Halo MugAn overload of parasites: mobile genetic elements (MGEs): Both strains of Haloquadratum carry about 530 mobile genetic elements ranging in size and complexity from well-known IS elements carrying transposase ORFs down to small repeat sequences (SMRs), some with inverted terminal repeats related to known IS elements (MITES), and others without (PATES). In many published genomic sequence studies, the borders of IS elements are not determined, only the transposase ORFs are annotated, and smaller 'repeat sequences' may not be annotated at all. One is always left wondering how many mobile elements are really present in a genome and what they might be doing. Because the two strains of Haloquadratum were so similar in sequence, it was possible to track the movements of all mobile elements, including those with no encoded transposase, and this allowed their true borders - their termini - to be determined. The process was painstakingly slow for the smaller, less conserved elements with fuzzy termini, but the results provided incredible detail and uncovered two significant processes. One was the targeting of certain elements by other mobile genetic elements, and although this has been documented in other microbes, the extent and specificity with which this was occurring in Haloquadratum was only able to be realised once all the MGEs had been identified and their borders mapped. Not an easy task.

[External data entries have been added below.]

PR #409, opened 2024-07-25
developer documentation for placeholders

elee1766:
also adds a docker command to the readme that might help people working with this repo

i run caddy already locally, so it's a bit of a pain to have to disable admin. (also i cant bind to 80/443 without root)

hosting it here
https://caddy-website.put.gay/docs/extending-caddy/placeholders

### DIFF
--- a/src/docs/markdown/extending-caddy/placeholders.md
+++ b/src/docs/markdown/extending-caddy/placeholders.md
@@ -4,9 +4,9 @@ title: "Placeholder Support"
 
 # Placeholders
 
-In Caddy, placeholders are a feature of the individual plugins. They are not parsed at config time, but instead preserved, and replaced at runtime.
+In Caddy, placeholders are processed by each individual plugin themselves. They are not parsed at config time, but instead preserved and processed at runtime.
 
-This means that if you wish for your plugin to support placeholders, you must explicitly add support for it.
+This means that if you wish for your plugin to support placeholders, you must explicitly add support for them.
 
 If you are not yet familiar with placeholders, start by reading [here](/docs/conventions#placeholders)!
 
@@ -75,18 +75,18 @@ When you adapt this Caddyfile with `HOST=example caddy adapt` you will get
 
 Importantly, look at the `"body"` field in both `srv0` and `srv1`.
 
-Since `srv0` used `{$ENV}`, the special environmental variable replacement with `$` became `example`, as it is parsed during Caddyfile parse time.
+Since `srv0` used `{$HOST}`, the special environmental variable replacement with `$`, the value became `example`, as it was processed during Caddyfile parse time.
 
 Since `srv1` used `{env.HOST}`, a normal placeholder, it was parsed as its own raw string value, `{env.HOST}`
 
-This means that down the line, the handler the plugins within `srv0` and `srv1` will receive the raw values `example` and `{env.Host}` respectively in their configurations.
+Some users may immediately notice that this means it is impossible to use the `{$ENV}` syntax in a JSON config. The solution to this is to process such placeholders at Provision time, which is covered below.
 
 
-## How to Placeholders in your Plugin
+## How to use Placeholders in your Plugin
 
-#### Parse the raw Placeholder in your unmarshaler
+#### Parse the raw Placeholder value in your unmarshaler
 
-Placeholders should be parsed as their raw values when parsing the Cazddyfile, just like any other string value
+Placeholders should be parsed as their raw values when parsing the Cazddyfile, just like any other string value.
 
 ```go
 func (g *Gizmo) UnmarshalCaddyfile(d *caddyfile.Dispenser) error {
@@ -115,7 +115,7 @@ func (g *Gizmo) ServeHTTP(w http.ResponseWriter, r *http.Request, next caddyhttp
 
 #### Alternatively, resolve the Placeholder during Provision
 
-If you only use global placeholders, like `env`, then you may initialize a global replacer at provision time, and use it to replace such values.
+If you only use global placeholders, like `env`, then you may initialize a global replacer at provision time, and use it to replace such values. This also allows users of config file formats other than Caddyfile to use environmental variables.
 
 ```go
 func (g *Gizmo) Provision(ctx caddy.Context) error {
--- a/src/docs/markdown/extending-caddy/placeholders.md
+++ b/src/docs/markdown/extending-caddy/placeholders.md
@@ -12,7 +12,7 @@ If you are not yet familiar with placeholders, start by reading [here](/docs/con
 
 ## Placeholder Internals
 
-Internally, placeholders are simply a string in format `{foo.bar}` used as valid configuration values, which is later parsed at runtime.
+Placeholders are a string in the format `{foo.bar}` used as dynamic configuration values, which is later evaluated at runtime.
 
 Placeholders-like strings which start with a dollar sign (`{$FOO}`), are evaulated at Caddyfile parse time, and do not need to be dealt with by your plugin. This is because these are not placeholders, but Caddyfile-specific [environmental variable substitution](/docs/caddyfile/concepts#environment-variables), they just happen to share the `{}` syntax.
 
--- a/src/docs/markdown/extending-caddy/placeholders.md
+++ b/src/docs/markdown/extending-caddy/placeholders.md
@@ -10,7 +10,7 @@ This means that if you wish for your plugin to support placeholders, you must ex
 
 If you are not yet familiar with placeholders, start by reading [here](/docs/conventions#placeholders)!
 
-## Placeholder Internals
+## Placeholders Overview
 
 Placeholders are a string in the format `{foo.bar}` used as dynamic configuration values, which is later evaluated at runtime.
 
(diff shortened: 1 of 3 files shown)


src/docs/markdown/extending-caddy/placeholders.md
```diff
@@ -0,0 +1,138 @@
+---
+title: "Placeholder Support"
+---
+
+# Placeholders
+
+In Caddy, placeholders are processed by each individual plugin themselves. They are not parsed at config time, but instead preserved and processed at runtime.
```
mholt: > They are not parsed at config time, but instead preserved and processed at runtime.

Technically, this depends if they're evaluated during Provision or later on. Maybe more specfic:

```suggestion
In Caddy, placeholders are processed by each individual plugin as needed; they do not automatically work everywhere.
```

src/docs/markdown/extending-caddy/placeholders.md
```diff
@@ -0,0 +1,138 @@
...
+
+This means that if you wish for your plugin to support placeholders, you must explicitly add support for them.
+
+If you are not yet familiar with placeholders, start by reading [here](/docs/conventions#placeholders)!
+
+## Placeholder Internals
+
+Internally, placeholders are simply a string in format `{foo.bar}` used as valid configuration values, which is later parsed at runtime.
```
mholt:
```suggestion
Placeholders are a string in the format `{foo.bar}` used as dynamic configuration values, which is later evaluated at runtime.
```

src/docs/markdown/extending-caddy/placeholders.md
```diff
@@ -0,0 +1,138 @@
...
+
+Placeholders-like strings which start with a dollar sign (`{$FOO}`), are evaulated at Caddyfile parse time, and do not need to be dealt with by your plugin. This is because these are not placeholders, but Caddyfile-specific [environmental variable substitution](/docs/caddyfile/concepts#environmental-variables), they just happen to share the `{}` syntax.
+
+It is therefore important to understand that `{env.HOST}` is inherently different from something like `{$HOST}`
```
mholt:
```suggestion
It is therefore important to understand that `{env.HOST}` is inherently different from something like `{$HOST}`.
```

src/docs/markdown/extending-caddy/placeholders.md
```diff
@@ -0,0 +1,140 @@
...
+Importantly, look at the `"body"` field in both `srv0` and `srv1`.
+
+Since `srv0` used `{$HOST}`, the special environmental variable replacement with `$`, the value became `example`, as it was processed during Caddyfile parse time.
+
+Since `srv1` used `{env.HOST}`, a normal placeholder, it was parsed as its own raw string value, `{env.HOST}`
+
+Some users may immediately notice that this means it is impossible to use the `{$ENV}` syntax in a JSON config. The solution to this is to process such placeholders at Provision time, which is covered below.
+
+
+## How to use placeholders in your plugin
```
mholt, line 85:
```suggestion
## Supporting placeholders
```

src/docs/markdown/extending-caddy/placeholders.md
```diff
@@ -0,0 +1,140 @@
...
+
+## Placeholder Internals
+
+Internally, placeholders are simply a string in format `{foo.bar}` used as valid configuration values, which is later parsed at runtime.
+
+Placeholders-like strings which start with a dollar sign (`{$FOO}`), are evaulated at Caddyfile parse time, and do not need to be dealt with by your plugin. This is because these are not placeholders, but Caddyfile-specific [environmental variable substitution](/docs/caddyfile/concepts#environment-variables), they just happen to share the `{}` syntax.
+
+It is therefore important to understand that `{env.HOST}` is inherently different from something like `{$HOST}`
+
+As an example, see the following caddyfile:
```
mholt:
```suggestion
As an example, see the following Caddyfile:
```

src/docs/markdown/extending-caddy/placeholders.md
```diff
@@ -0,0 +1,140 @@
...
+Since `srv0` used `{$HOST}`, the special environmental variable replacement with `$`, the value became `example`, as it was processed during Caddyfile parse time.
+
+Since `srv1` used `{env.HOST}`, a normal placeholder, it was parsed as its own raw string value, `{env.HOST}`
+
+Some users may immediately notice that this means it is impossible to use the `{$ENV}` syntax in a JSON config. The solution to this is to process such placeholders at Provision time, which is covered below.
+
+
+## How to use placeholders in your plugin
+
+#### Parse the raw placeholder value in your unmarshaler
```
mholt: I don't really think this section adds any value / says anything interesting. It can probably be removed...

src/docs/markdown/extending-caddy/placeholders.md
```diff
@@ -0,0 +1,140 @@
...
+func (g *Gizmo) UnmarshalCaddyfile(d *caddyfile.Dispenser) error {
+	d.Next()
+	if !d.Args(&g.Name) {
+		// not enough args
+		return d.ArgErr()
+	}
+}
+```
+
+#### Evaluate the placeholder during Match or Serve
```
mholt: I would reframe this section and the next to be more general.

It boils down to whether a Replacer is already available or not. If one has already been made, as is the case with the HTTP handler chain, it can be obtained from the context. I think we can talk about it with that as the example, but less specific to "Match" or "ServeHTTP". The only real difference is how you get the Replacer: either from a context, or make a new one.

mholt (changes requested):
Thanks for taking the initiative on this! I think this will be a great addition to the docs. I have some thoughts for your review.

src/docs/markdown/extending-caddy/placeholders.md
elee1766: hmmm, my thought is that some people may be confused thinking they might need to use a special function to parse a placeholder.

if you don't think thats a problem, we can gut it

src/docs/markdown/extending-caddy/placeholders.md
elee1766: do you think it should be reframed to be more general, or there be instead something two articles/examples showing

1. explaining how to grab a new replacer, and using that to resolve a placeholder
2. explaining how to create a replacer from a context.Context.

with a blurb saying that to use placeholder in code, pass the string into a replacer?

elee1766:
@mholt accepted all the grammar changes, had two questions for you on your last two comments that will change what i write to replace the last section. i agree that it's weak.

src/docs/markdown/extending-caddy/placeholders.md
```diff
@@ -0,0 +1,140 @@
...
+
+# Placeholders
+
+In Caddy, placeholders are processed by each individual plugin as needed; they do not automatically work everywhere.
+
+This means that if you wish for your plugin to support placeholders, you must explicitly add support for them.
+
+If you are not yet familiar with placeholders, start by reading [here](/docs/conventions#placeholders)!
+
+## Placeholder Internals
```
mholt:
```suggestion
## Placeholder Overview
```

src/docs/markdown/extending-caddy/placeholders.md
```diff
@@ -0,0 +1,140 @@
...
+Importantly, look at the `"body"` field in both `srv0` and `srv1`.
+
+Since `srv0` used `{$HOST}`, the special environmental variable replacement with `$`, the value became `example`, as it was processed during Caddyfile parse time.
+
+Since `srv1` used `{env.HOST}`, a normal placeholder, it was parsed as its own raw string value, `{env.HOST}`
+
+Some users may immediately notice that this means it is impossible to use the `{$ENV}` syntax in a JSON config. The solution to this is to process such placeholders at Provision time, which is covered below.
+
+
+## How to use placeholders in your plugin
```
mholt:
```suggestion
## Implementing support for placeholders
```

src/docs/markdown/extending-caddy/placeholders.md
mholt: What if we remove the section but put what you're conveying in the parent section ("Implementing support for placeholders" as a heading I suggest):

> Placeholders are evaluated at runtime (not at Caddyfile parsing or config loading). When you are unmarshaling a Caddyfile, do not evaluate placeholders at that time. Placeholders may be evaluated during `Provision()` or during your module's execution.

src/docs/markdown/extending-caddy/placeholders.md
mholt: I think this one article is enough; mainly let's show examples of both in this one.

So show how to get it from the context, where it will often be stored, and also how to create a new one if there isn't one already available.

mholt (changes requested):
Thanks for the updates! Almost there. I hope I'm able to answer your questions alright. They are good questions, thanks for working on this!

src/docs/markdown/extending-caddy/placeholders.md
elee1766: i chose `Implementing placeholder support` to better match the article title `implementing placeholders`

elee1766:
@mholt i rewrote the last section into a single examples section with an intro - it feels a lot nicer. 

also rewrote it to be more instructional/imperative, as at this point, the user should have already read the overview, and just probably wants to know what to do.

only thought - should i also include an example of parsing a string? or should people be expected to know that.

src/docs/markdown/extending-caddy/placeholders.md
```diff
@@ -82,56 +82,30 @@ Since `srv1` used `{env.HOST}`, a normal placeholder, it was parsed as its own r
...
-		return err
-	}
-	return next.ServeHTTP(w, r)
-}
-```
-
-#### Alternatively, resolve the placeholder during Provision
-
-If you only use global placeholders, like `env`, then you may initialize a global replacer at provision time, and use it to replace such values. This also allows users of config file formats other than Caddyfile to use environmental variables.
+In this example, we are using a newly constructed replacer to process placeholders. It has access to placeholders such as `{env.HOST}`, but NOT `{http.request.uri}`
```
francislavoie:
```suggestion
In this example, we are using a newly constructed replacer to process placeholders. It has access to [global placeholders](/docs/conventions#placeholders) such as `{env.HOST}`, but NOT request placeholder such as `{http.request.uri}`
```

elee1766: i accepted this manually.

src/docs/markdown/extending-caddy/placeholders.md
```diff
@@ -0,0 +1,113 @@
...
+Since `srv0` used `{$HOST}`, the special environmental variable replacement with `$`, the value became `example`, as it was processed during Caddyfile parse time.
+
+Since `srv1` used `{env.HOST}`, a normal placeholder, it was parsed as its own raw string value, `{env.HOST}`
+
+Some users may immediately notice that this means it is impossible to use the `{$ENV}` syntax in a JSON config. The solution to this is to process such placeholders at Provision time, which is covered below.
+
+
+## Implementing placeholder support
+
+You should not process placeholders when ummarshaling your Caddyfile. Instead, unmarshal the placeholders as strings in your configuration and evaluate them during either your module's execution or `Provision()` using a `caddy.Replacer`.
```
francislavoie:
```suggestion
You should not process placeholders when ummarshaling your Caddyfile. Instead, unmarshal the placeholders as strings in your configuration and evaluate them during either your module's execution (e.g. `ServeHTTP()` for HTTP handlers, `Match()` for matchers, etc.) or in the `Provision()` step, using a `caddy.Replacer`.
```

francislavoie (approved):
After that last thing :point_up:, looks good to me, can merge.

src/docs/markdown/extending-caddy/placeholders.md
elee1766: reads well to me

elee1766:
done

mholt (approved):
Great! I think this looks better now. :) Thank you!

A parasite detox system? The second process was the frequent occurrence of internal deletions occurring within MGEs, removing their transposase gene and so crippling them unless transposase is supplied in trans from a complete copy. These deletions could be seen to occur by the repeat-mediated deletion mechanism described above, and the high frequency of these events in MGEs led to the suggestion that such deletions may act as a defence system for the host, allowing potentially dangerous IS elements to be inactivated. Even more attractive for the cell would be the complete removal of transposons, leaving not a trace. This would be possible via the small repeats they make upon insertion: the target-site duplications. The strange IS605-type transposons and probable derivatives, PATES, could also be removed via their near terminal short repeats. It looks like a continual battle between inserting parasitic DNA and a cellular weeding system that tries to pull them out again, as cleanly as possible.

IC Obelix ViewFromLab

End of an Era: The Oesterhelt department (Membrane Biochemistry) closed at the end of 2010, two years later than was originally expected. This was my home for three incredible years. The Haloquadratum genome paper was written and submitted before I left Germany, and my family and I flew out of Munich in early January 2011. From an icy winter we went back to the heat of Melbourne, and not long afterwards we drove north up to Wagga Wagga in NSW, which was even hotter, and more humid. The manuscript was accepted for publication in PLos ONE, and published on June 20, 2011. It is the longest journal paper I have ever been an author on, and it is just as well there are now electronic journals that have no page limits. Thanks to Dieter and everyone in the department for making it such a friendly and productive time.

Some memorable and motivational music to end: Alles wird gut (by Bushido, a famous german rapper).